Master’s student Hadi AlZayer was hiking in a park, periodically asking fellow hikers to snap smartphone photos of him, when a pattern emerged.
“Whenever I asked strangers to take photos for me, I’d end up with photos that were poorly composed,” he said. “It got me thinking.”
AlZayer knew framing a good photo is an incremental process – navigate a space, position one’s body, adjust the camera, peer through the viewfinder, adjust as needed – and such step-by-step processes like this could be automated with an algorithm. Taken further, AlZayer reasoned that the entire process could be done algorithmically and robotically through a machine learning process called “reinforcement learning.”
This inspiration led to AutoPhoto, a robotic system developed by a trio of researchers from the Cornell Ann S. Bowers College of Computing and Information Science that can automatically roam an interior space and capture aesthetically pleasing photographs.
It is believed to be the first robotic-photographer system using a “learned aesthetic” machine learning model and represents a major development in using autonomous agents to visually document a space, the researchers said. In its most immediate application, AutoPhoto could be used to photograph interiors of houses and rental properties. But, long term, the technology behind it could have profound impacts – imagine a robot capable of traversing and documenting remote or dangerous locations, from distant planets to war zones, all on its own.
“This kind of work is not well explored, and it’s clear there could be useful applications for it,” said Hubert Lin, doctoral student in the field of computer science and co-author of “AutoPhoto: Aesthetic Photo Capture using Reinforcement Learning,” presented at the International Conference on Intelligent Robots and Systems in fall 2021.

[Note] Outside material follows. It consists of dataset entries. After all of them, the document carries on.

PR #308, opened 2020-06-07
Allow setting encryption and alternative mail port

tvdijen:


app/config/parameters.yml.dist
```diff
@@ -56,4 +58,4 @@ parameters:
     # This is the global, application wide default. This configuration should be specified for each institution in the
     # institution config (middleware api). The value configured in the parameters.yml will be used as the
     # fallback/default value.
-    number_of_tokens_per_identity: 1
\ No newline at end of file
+    number_of_tokens_per_identity: 1
```
MKodde, line 61: :muscle:

MKodde (approved):
Thanks Tim for expanding the mail settings. I see no issue with this. Maybe setting the mailer port to 25 (which is the default IIRC) is not really required? A `~` might be sufficient here?

PR #309, opened 2020-07-17
Make prove possession step optional

pablothedude:
**Be aware that this is build on top of #307  so this needs to be merged back first!**

This change will effectively make the the prove possession step optional. It's possible to configure the second factors which do not require that step.

- [x] Changelog documentation #310 

https://www.pivotaltracker.com/story/show/172911922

AlZayer is the paper’s first author; in addition to AlZayer and Lin, the AutoPhoto team includes Kavita Bala, dean of Bowers CIS. AutoPhoto, the researchers said, treads new ground in the areas of computer vision and autonomous photography by combining existing machine learning work with its own custom, deep-learning models.
AutoPhoto builds off an existing algorithm, called a learned aesthetic estimation model, that is trained on more than 1 million quality, human-ranked photographs.
“This aesthetic model helps the robot determine if the photos it takes are good or not,” AlZayer said.
To date, no one had combined this existing model with an actual, autonomous robot that could navigate a new space on its own and in real time, frame scenes optimally, and capture the kinds of quality photos one might find in an AirBnB listing.
“To guide the robot, we trained a separate model to move around in an environment and find a place that looks good,” said Lin, who plans to graduate in May and join Waymo as a research scientist.
After successful training runs in simulation, wherein the AutoPhoto algorithm scanned dozens of 3D photos of interior scenes and correctly chose the best compositional angles, the Cornell team mounted its AutoPhoto system and camera onto a Clearpath Jackal robot and turned it loose within a common space in Upson Hall.
What AutoPhoto captures – as seen in a project demo video – reads as a frame-by-frame account of how the robot explores its surroundings for the optimal shot. The first shots are mundane close-ups of walls, an off-centered stairwell, a trash can. But with each subsequent adjustment and corresponding photo, AutoPhoto corrects itself and maneuvers into position to better frame the space.
Once it has captured a photo its aesthetic model identifies as compositionally sound, AutoPhoto files it away and motors on to document more of the space. Exploring the Upson Hall lounge and capturing three quality photos took AutoPhoto a few minutes, the team said.
“The most challenging part was the fact there was no existing baseline number we were trying to improve,” said AlZayer, who hopes to pursue a Ph.D. “We had to define the entire process and the problem.”
The great outdoors could be the next area of exploration for AutoPhoto development, AlZayer said. Millions of videos of scenic, outdoor locations that already exist online could provide a wealth of data to train the AutoPhoto model on good composition of outdoor scenes, rather than interior spaces, AlZayer said.
This research was funded in part by the National Science Foundation and the Natural Sciences and Engineering Research Council of Canada.
Louis DiPietro is a writer for the Ann S. Bowers College of Computing and Information Science.